Over the last decade, individual sectors of the food industry, such as yogurt and craft beer, have been dramatically increasing revenue year over year. While some more traditional food and beverage companies experience flat revenues, the industry, on the whole, is moving quickly to add new automation technology and processing power.

One industry in growth mode is the specialty food ingredients sector. A recent report on this market from Grand View Research, Inc. predicts that the global market will reach $116.5 billion by 2025, up from $27.75 billion in 2015. The industry sector has experienced growth of 5 percent to 6 percent per year over the last five years.

Tate & Lyle, a manufacturer of specialty food ingredients, is riding this upward trend and recently upgraded its Kimstad, Sweden plant. With a diversification of its product offerings over the last four years, Tate & Lyle upgraded its automation hardware with ABB technology that includes variable speed drives (VSD), motors, motor control cabinets and valve positioners.

“We have seen a more than tenfold increase in capacity with the same number of shift operators compared to four years ago,” says Annika Werneman, plant manager at Tate & Lyle. “It’s a huge change in such a short time, and it means that we’ve gone from a low-level facility to one that can deliver a high-quality product to our customers globally.”

The automation focus has been on pumps, large decanters and material-handling machinery transporting dry food. Tate & Lyle installed 85 VSDs with power ratings ranging from 0.37 to 55 kW, along with motor control cabinets and low-voltage motors. The installation also included 44 digital electro-pneumatic positioners with the HART industrial protocol for the control valves.
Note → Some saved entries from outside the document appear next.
PR #9596, opened 2017-09-08
calib3d: export parameters of CALIB_CB_CLUSTERING

paroj:


modules/calib3d/include/opencv2/calib3d.hpp
```diff
@@ -781,6 +781,9 @@ struct CV_EXPORTS_W_SIMPLE CirclesGridFinderParameters
       SYMMETRIC_GRID, ASYMMETRIC_GRID
     };
     GridType gridType;
+
+    CV_PROP_RW float squareSize; //!< Distance between two adjacent points. Used by CALIB_CB_CLUSTERING.
```
paroj: increases size of `CirclesGridFinderParameters`

savuor:
The change to `CirclesGridFinderParameters` struct breaks ABI compatibility by adding 2 extra fields.
If there's no way to add these parameters then we should decline this PR

paroj:
ah.. I did not pay attention that there is no ::create() method for the Params struct. We could inherit CirclesGridFinderParameters2 from it to add the parameters though..

savuor:
@paroj, what if someone else decides to add more parameters in the future? Creating 3rd version of structure is not appropriate.
To my mind, using pImpl pattern with non-virtual methods for `CirclesGridFinderParameters2` with get/set methods would work better even though it complicates the structure.

paroj:
wrapped `CirclesGridFinderParameters2` inside `Ptr<>`. This way changing the size of `CirclesGridFinderParameters2` will not break ABI.

There is still an issue with the Java bindings though: They skip `CirclesGridFinderParameters`, but `CirclesGridFinderParameters2` refernces them.

paroj:
`CirclesGridFinderParameters` is blacklisted, so blacklist `CirclesGridFinderParameters2` as well.

vpisarev:
@paroj, can we rename the copy of findCirclesGrid that takes `CirclesGridFinderParameters2` to findCirclesGrid2? And use the parameter structure as-is, not `Ptr<>`. This is more future-proof solution, I believe.

paroj:
@vpisarev I had this behaviour in the first revision, however as @savuor noted:
> what if someone else decides to add more parameters in the future? Creating 3rd version of structure is not appropriate.

therefore I put the structure on the heap using `Ptr<>`. This way the ABI does not change in the above case. (except for inheriting from `CirclesGridFinderParameters2` which is neglectible)

vpisarev:
yes, we discussed it with `savuor` and agreed that `CirclesGridFinderParameters` is not as fast evolving as, say, VideoCapture, and thus a separate property setter/getter would be an overkill. So I'd suggest to get back to the previous solution with the API like:

<pre>
CV_EXPORTS_W bool findCirclesGrid2( InputArray image, Size patternSize,
                                   OutputArray centers, int flags,
                                   const Ptr<FeatureDetector> &blobDetector,
                                   CirclesGridFinderParameters2 parameters);
</pre>

and we will merge it in.

alalek:
It is better to use const reference for input parameters:
```.diff
-CirclesGridFinderParameters2 parameters
+const CirclesGridFinderParameters2& parameters
```

Old `CirclesGridFinderParameters parameters` would not be changed for now (but it should).

paroj:
> It is better to use const reference for input parameters:

the struct is modified inside findCirclesGrid2 (overlapping options with flags) - therefore I would leave is is.

savuor:
:+1:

“We needed a process that was highly automated and could run 24 hours, seven days a week, all year long,” adds Werneman.

This upgrade in digital automation technology also steered Tate & Lyle toward new approaches in asset management. The company wanted more interaction with the overall system, such as the motor start devices and production deviations via remote monitoring.

“I like that ABB designed the equipment so that the fieldbus — Foundation Fieldbus protocol — responsible for device control is split from the fieldbus used for asset management,” says Leo Dijkstra, power and controls team leader for Europe at Tate & Lyle. “This ensures that I can make any changes to the configuration of the devices without the risk of the whole network going down.”

Increased operational efficiency also arrived due to better pumps management in the processing area with the VSDs, which allow for a gradual start-up of equipment.

“We are working continuously wherever we can to reduce the environmental footprint of our operations,” say Dijkstra. “In our pump applications alone, we are using up to 50 percent less energy thanks to the variable speed drives, and have been running nonstop for the last two years without a single failure.”